I left three years ago last month, and two suicide attempts, many hospitalizations, and many, many hours of therapy later, I’m still standing. Crystal and I are celebrating our fourth anniversity today and now live together fifteen hundred miles away from that place.
I didn’t know it was possible to lead a life like this, beautiful and uncensored, with as much damn information about anything I could ever want! To find info like this, speaking out against that place, is blowing my mind.

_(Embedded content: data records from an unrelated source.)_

PR #1132, opened 2026-08-04
Implement daily quicklook movies and images

### LINKED ISSUE #757: Make daily quicklook movies
Problem: Daily quicklook movies to be provided in public domain for end users. We are currently generating these movies internally.
Appetite: Only a couple days
Solution:
- [ ] Make daily quicklook movies with total brightness generated using L3 polarized data, with proper intensity scaling and gamma.
- [ ] Q: where will they be disseminated through? SDAC?

Rabbit holes:
Datapath can be accessed by someone having server access.

No-gos:
Don't expect all the movies will be beautiful with the settings done.
Quicklook movies are not meant for scientific analysis.

### LINKED ISSUE #899: Make JPEG files (as opposed to JP2 only) each day as well
This is a request from Sarah.

lowderchris:
## PR summary

Implements daily quicklook movies and images

## Todos

- [x] Iterate forwards or backwards?
- [ ] Is there a way to avoid having to iterate at all?
- [x] Don't include current day?
- [x] Add docstrings

## Test plan

Will try in production

## AI usage

Optimization of some if-statement syntax.
Debugging some flow logic.


lowderchris:
Will need to add this to the config:
```
  quicklook:
    run-on: "phoenix"
    enabled: true
    description: "Creates quicklook movies and images."
    tags: [ "quicklook" ]
    priority:
      initial: 10
    seconds: [60]
    escalation: [1000]
    schedule: "59 23 * * *"
    launch_weight: 5.0
    start_time: "2025-06-21T00:00:00"
    max_wait_days: 30
    flows_max: 30
    expected_files:
      L3_CAM: 45
      L3_PAM: 45
      L3_CTM: 180
      L3_PTM: 360
      LQ_QAM: 45
      LQ_QNN: 180
```

Note that potentially for the first batch of re-processing, max_wait_days might need to be stretched to wait for things to catch up...

punchbowl/auto/flows/quicklook.py
```diff
@@ -0,0 +1,228 @@
...
+from punchbowl.auto.control.db import File, Flow, Quicklook
+from punchbowl.auto.control.util import get_database_session, load_pipeline_configuration, load_quicklook_scaling
+from punchbowl.auto.flows.util import file_name_to_full_path
+from punchbowl.data.punch_io import load_ndcube_from_fits, write_ndcube_to_quicklook
+from punchbowl.data.visualize import animate_punch
+from punchbowl.prefect import get_logger
+
+
+@task(cache_policy=NO_CACHE)
+def visualize_query_ready_files(session,
```
courtneypeck, line 19: I probably don't have to tell you what you need to add here 🚔

punchbowl/auto/control/db.py
```diff
@@ -80,6 +80,17 @@ def directory(self, root: str):
       File.observatory, File.file_version, File.date_obs,
       unique=True)
 
+
+class Quicklook(Base):
```
courtneypeck, line 84: It would be good to have a unit test that tests this database query.

punchbowl/auto/flows/quicklook.py
```diff
@@ -0,0 +1,228 @@
...
+
+                make_image = (not image_made) and (len(files) > 0)
+                make_movie = (not movie_made) and (len(files) > movie_nfiles)
+
+                if make_image or make_movie:
+                    all_ready_files.append(list(files))
+                    all_product_codes.append(f"L{level}_{product_code}")
+                    all_tasks.append({"day": day, "level": level, "code": product_code,
+                                    "make_image": make_image, "make_movie": make_movie})
+
```
courtneypeck, line 69: Should we add a block that returns a warning if no movies or images were made?

punchbowl/auto/flows/quicklook.py
```diff
@@ -0,0 +1,228 @@
...
+
+    logger.info(f"{len(all_product_codes)} days will be visualized.")
+    return all_ready_files, all_product_codes, all_tasks
+
+
+@task(cache_policy=NO_CACHE)
+def visualize_flow_info(input_files: list[File],
```
courtneypeck, line 76: Docstrings please!

punchbowl/auto/flows/quicklook.py
```diff
@@ -0,0 +1,228 @@
...
+        state=state,
+        flow_level="M",
+        creation_time=creation_time,
+        priority=priority,
+        call_data=call_data,
+    )
+
+
+@flow
+def quicklook_scheduler_flow(pipeline_config_path=None,
```
courtneypeck, line 116: Docstrings please!

punchbowl/auto/flows/quicklook.py
```diff
@@ -0,0 +1,228 @@
...
+    )
+
+    for file_list, product_code, task in zip(file_lists, product_codes, tasks):
+        flow = visualize_flow_info(file_list, product_code, pipeline_config, task,
+                                   framerate=framerate, resolution=resolution)
+        session.add(flow)
+
+    session.commit()
+
+def generate_flow_run_name():
```
courtneypeck, line 139: Docstrings please!

punchbowl/auto/flows/quicklook.py
```diff
@@ -0,0 +1,228 @@
...
+    parameters = flow_run.parameters
+    code = parameters["product_code"]
+    files = parameters["file_list"]
+    return f"movie-{code}-len={len(files)}-{datetime.now()}"
+
+
+@flow(flow_run_name=generate_flow_run_name)
+def quicklook_core_flow(file_list: list,
```
courtneypeck, line 147: Docstrings please!

punchbowl/auto/flows/quicklook.py
```diff
@@ -0,0 +1,228 @@
...
+    os.makedirs(os.path.dirname(path_image), exist_ok=True)
+
+    if make_image:
+        write_ndcube_to_quicklook(cube, filename=path_image, vmin=vmin, vmax=vmax)
+    if make_movie:
+        animate_punch(file_list, output_path=path_movie, fps=framerate, n_jobs=12, vmin=vmin, vmax=vmax)
+
+
+@flow
+def quicklook_process_flow(flow_id: int, pipeline_config_path=None, session=None):
```
courtneypeck, line 167: Docstrings please!

punchbowl/auto/flows/quicklook.py
```diff
@@ -0,0 +1,228 @@
...
+
+
+@flow(flow_run_name=generate_flow_run_name)
+def quicklook_core_flow(file_list: list,
+                        output_movie_dir: str,
+                        make_image: bool,
+                        make_movie: bool,
+                        framerate: int = 10) -> None:
+    cube = load_ndcube_from_fits(file_list[0])
+    vmin, vmax = load_quicklook_scaling(level=cube.meta["LEVEL"].value, product=cube.meta["TYPECODE"].value, obscode=cube.meta["OBSCODE"].value)
```
courtneypeck, line 153: I don't understand why we keep the vmin and vmax values for quicklooks in the punchpipe_config.yaml (rather than in a more generic constants file) since this config file seems really specific to the flows. For example, it would be really useful for animate_punch to also determine default vmin and vmax values using this quicklook scaling. This would be out of scope for this ticket, but I'm curious to hear your opinions on whether we should change this in a future ticket.

courtneypeck (changes requested):
Needs lots of docstrings! 🚔 Otherwise, I think it's pretty close.

punchbowl/auto/flows/quicklook.py
```diff
@@ -0,0 +1,228 @@
...
+    all_product_codes = []
+    all_tasks = []
+
+    code_mapping = {"3": ["CA", "PA", "CT", "PT"],
+                    "Q": ["QA", "QN"]}
+
+    expected_files = pipeline_config["flows"]["quicklook"]["expected_files"]
+
+    day = datetime.fromisoformat(pipeline_config["flows"]["quicklook"]["start_time"])
+    reference_time = reference_time.replace(hour=0, minute=0, second=0, microsecond=0)
```
jmbhughes, line 34: I like how this is done. You've taught me something here. I didn't know there was a `replace` or `fromisoformat`.

punchbowl/auto/flows/quicklook.py
```diff
@@ -0,0 +1,228 @@
...
+
+    while day <= reference_time:
```
jmbhughes, line 36: I think a high level comment about the approach could help make this more readable. Something to the effect that "we're stepping backwards through the images to collect..."

punchbowl/auto/flows/quicklook.py
```diff
@@ -0,0 +1,228 @@
...
+                                     .filter(Quicklook.level == level)
+                                     .filter(Quicklook.code == product_code).all())
+                image_made = quicklook_results.image_made if quicklook_results else False
+                movie_made = quicklook_results.movie_made if quicklook_results else False
+
+                if image_made and movie_made:
+                    continue
+
+                files = (session.query(File)
+                        .filter(File.state.in_(["created", "progressed", "quickpunched"]))
```
jmbhughes, line 51: I guess you're just avoiding `creating` or `planned` kinds of states?

punchbowl/auto/flows/quicklook.py
```diff
@@ -0,0 +1,228 @@
...
+    call_data = json.dumps(
+        {
+            "file_list": [input_file.filename() for input_file in input_files],
+            "product_code": product_code,
+            "day": task_item["day"].isoformat(),
+            "level": task_item["level"],
+            "code": task_item["code"],
+            "make_image": task_item["make_image"],
+            "make_movie": task_item["make_movie"],
+            "output_movie_dir": os.path.join("movies", out_path),
```
jmbhughes, line 99: Is this the right out path?

jmbhughes: What's the root of it? Should it append something before the `movies` bit?

punchbowl/auto/flows/quicklook.py
```diff
@@ -0,0 +1,228 @@
...
+        flow_level="M",
+        creation_time=creation_time,
+        priority=priority,
+        call_data=call_data,
+    )
+
+
+@flow
+def quicklook_scheduler_flow(pipeline_config_path=None,
+                             session=None,
```
jmbhughes, line 117: I recently learned that you're not supposed to pass sqlalchemy sessions around. We should open a ticket to rectify this problem.

punchbowl/auto/flows/quicklook.py
jmbhughes: It's an idea worth considering. The only point I see against it is that a constants file might be harder to change. But that could also be a point in its favor because we don't want to confuse the community by changing these often.

punchbowl/auto/flows/quicklook.py
```diff
@@ -0,0 +1,228 @@
...
+    flow_db_entry.start_time = datetime.now()
+    session.commit()
+
+    # load the call data and launch the core flow
+    flow_call_data = json.loads(flow_db_entry.call_data)
+
+    day = datetime.fromisoformat(flow_call_data.pop("day"))
+    level = flow_call_data.pop("level")
+    code = flow_call_data.pop("code")
+    make_image = flow_call_data.pop("make_image")
```
jmbhughes, line 191: I'm confused. Why pop these variables to put them back in a few lines later?

jmbhughes (changes requested):
This doesn't yet deal with the pile up of many runs possibly or the chance that we could get stuck trying to process the same thing over and over does it?

punchbowl/auto/flows/quicklook.py
courtneypeck: I made a ticket for this to extract this discussion from this PR: https://github.com/punch-mission/punchbowl/issues/1191

courtneypeck (approved):
Thanks for adding docstrings!

punchbowl/auto/flows/quicklook.py
lowderchris: Ticket opened.

punchbowl/auto/flows/quicklook.py
lowderchris: I think it made more sense when we were rapidly iterating and needed something adjustable in the field. I'm in favor of this.

punchbowl/auto/flows/quicklook.py
lowderchris: I wanted to make sure those files were existent before proceeding. Would it be smart enough to wait?

punchbowl/auto/flows/quicklook.py
lowderchris: Depending on the timing of running this, once it finishes the backlog of quicklook, it may often return empty task lists. It should just schedule nothing, but I'll add a logger note of that.

punchbowl/auto/flows/quicklook.py
lowderchris: Some legacy code from the original daily operator movies I didn't catch. Thanks! Should be fixed now.

punchbowl/auto/flows/quicklook.py
jmbhughes: You're probably absolutely right. Sam encountered a problem recently where `planned` states were getting selected. So good call.

punchbowl/auto/control/tests/test_db.py
```diff
@@ -0,0 +1,49 @@
...
+    result = db.query(Quicklook).filter_by(code="PAM").one()
+    assert result.movie_made is False
+    assert result.image_made is False
+
+
+def test_quicklook_insert(db_empty):
+    row = Quicklook(day=datetime(2026, 1, 2), level="3", code="CAM")
+    db_empty.add(row)
+    db_empty.commit()
+    assert db_empty.query(Quicklook).count() == 1
```
jmbhughes, line 49: This test seems a bit simplistic. I'm not sure what its purpose is. I'd like to see it modified so that it sets up a situation where the quicklook flow will create outputs and then confirms that a quicklook database entry is made after running the flow.

punchbowl/auto/flows/quicklook.py
```diff
@@ -0,0 +1,314 @@
...
+        raise e
+    else:
+        flow_db_entry.state = "completed"
+        flow_db_entry.end_time = datetime.now()
+
+        quicklook_query = (session.query(Quicklook)
+                           .filter(Quicklook.day == day)
+                           .filter(Quicklook.level == level)
+                           .filter(Quicklook.code == code))
+        if quicklook_query is None:
```
jmbhughes: You created the `quicklook_query` so that prevents it from being `None` I think. Maybe you're meaning to call `.all()` at the end of that line to see if there was a query in existence?

punchbowl/auto/flows/quicklook.py
```diff
@@ -0,0 +1,314 @@
...
+            quicklook_query = Quicklook(day=day, level=level, code=code)
```
jmbhughes: Shouldn't the `Quicklook` database entry also have `nfiles`?

punchbowl/auto/flows/quicklook.py
jmbhughes: I think this little bit of logic and the `if` are probably not necessary.

punchbowl/auto/control/tests/test_db.py
jmbhughes: You might even parameterize it by the number of images so you could run two tests, one where the Quicklook flow is triggered and one where it's not to test both branches.

jmbhughes (changes requested):
I have a few comments but my main concern is whether this will trigger if we're missing a few images. It seems that it'll hang in that case and never make quicklook for that day (unless I'm missing something which is highly possible). We should probably add a max wait time so it'll go ahead and make quicklook even if there aren't sufficient files after a configurable wait time.

punchbowl/auto/flows/quicklook.py
jmbhughes: Oops. I didn't see that farther down.

punchbowl/auto/flows/quicklook.py
lowderchris: Agreed. Removing.

punchbowl/auto/flows/quicklook.py
```diff
@@ -0,0 +1,315 @@
...
+                        .filter(File.file_type == product_code[0:2])
+                        .filter(File.observatory == product_code[2])
+                        .order_by(File.date_obs.asc()).all())
+
+                movie_nfiles = expected_files[f"L{level}_{product_code}"]
+
+                make_image = (not image_made) and (len(files) > 0)
+                if (reference_time - day) < timedelta(days=max_wait_days):
+                    make_movie = (not movie_made) and (len(files) >= movie_nfiles)
+                else:
```
jmbhughes:
```suggestion
                else: # we've been waiting more than the configured wait time
```

jmbhughes (approved):

punchbowl/auto/flows/quicklook.py
```diff
@@ -0,0 +1,315 @@
...
+    all_product_codes = []
+    all_tasks = []
+
+    code_mapping = {"3": ["CAM", "PAM", "CTM", "PTM"],
+                    "Q": ["QAM", "QNN"]}
+
+    expected_files = pipeline_config["flows"]["quicklook"]["expected_files"]
+    max_wait_days = pipeline_config["flows"]["quicklook"]["max_wait_days"]
+
+    flows_max = pipeline_config["flows"]["quicklook"]["flows_days"]
```
jmbhughes: I think this should be "flows_max"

I know my story sounds crazy. Probably no one will believe it, even if they do read it… I just want my voice to be finally heard. Maybe it will help keep someone else from
losing hope.
September 21st, 2008 at 3:46 am
Sorry for any and all typos… I’m updating from my blackberry and am so tired that Qwerty is proving complicated
October 25th, 2008 at 1:06 am
If Sovereign Grace Ministries was a cult they would be put into the same category of the Boston Church, Jehovah Witnesses and Mormons. The theologians of today would point them out as being a cult rather than write books with them, teach seminars with them and fellowship with them. All one has to do is go to monergismdotcom and see CJ Mahaney listed alongside of John Piper, R.C. Sproul,Tim Keller, Sinclair Ferguson, John MacArthur, Al Mohler, James White, Michael Horton, D.A. Carson, Mark Dever, John Frame, James Boice, J. Ligon Duncan III, Iain H Murray,Arturo Azurdia III, and J.I. Packer. If Sovereign Grace Ministries was a cult, these men would speak up.
In Christ,
Paul
November 27th, 2008 at 9:07 pm
Taylor,
I believe you.
I’m so very sorry you experienced all that pain.
I know a young man who still has had serious pain and confusion from all the counseling he was told by pastors from SGM — years later.
I don’t believe your relationship is right, but that’s different than condemning you.
I am so glad you are doing better these days.
There’s a lot of information –Christian and secular — out there on cult recovery.
SGMSurvivors.com is a good place to start.
Best wishes on your future.
February 27th, 2009 at 12:08 pm
[...] like. It was written from a guy named Travis who attended a SGM church in Virginia. His website, On the Other Hand, is really good. He has a few posts concerning his own personal exodus from Sovereign Grace, but he [...]
March 8th, 2009 at 10:44 pm
For those interested I have a 100 question cult test. I’d be curious where SGM scores.